### TASK INPUT
PR #1246, opened 2020-04-26
Added VoiceHook functions

Accelerator74:
Added hooks when a player uses a microphone:
```
/**
 * Called when a client is speaking.
 *
 * @param client        The client index
 */
forward void OnClientSpeaking(int client);

/**
 * Called once a client speaking end.
 *
 * @param client        The client index
 */
forward void OnClientSpeakingEnd(int client);
```

And native function:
######
**WHAT IS NEEDED**
All lines of the data above must be returned exactly.

**SOLUTION FOR THIS TASK**
PR #1246, opened 2020-04-26
Added VoiceHook functions

Accelerator74:
Added hooks when a player uses a microphone:
```
/**
 * Called when a client is speaking.
 *
 * @param client        The client index
 */
forward void OnClientSpeaking(int client);

/**
 * Called once a client speaking end.
 *
 * @param client        The client index
 */
forward void OnClientSpeakingEnd(int client);
```

And native function:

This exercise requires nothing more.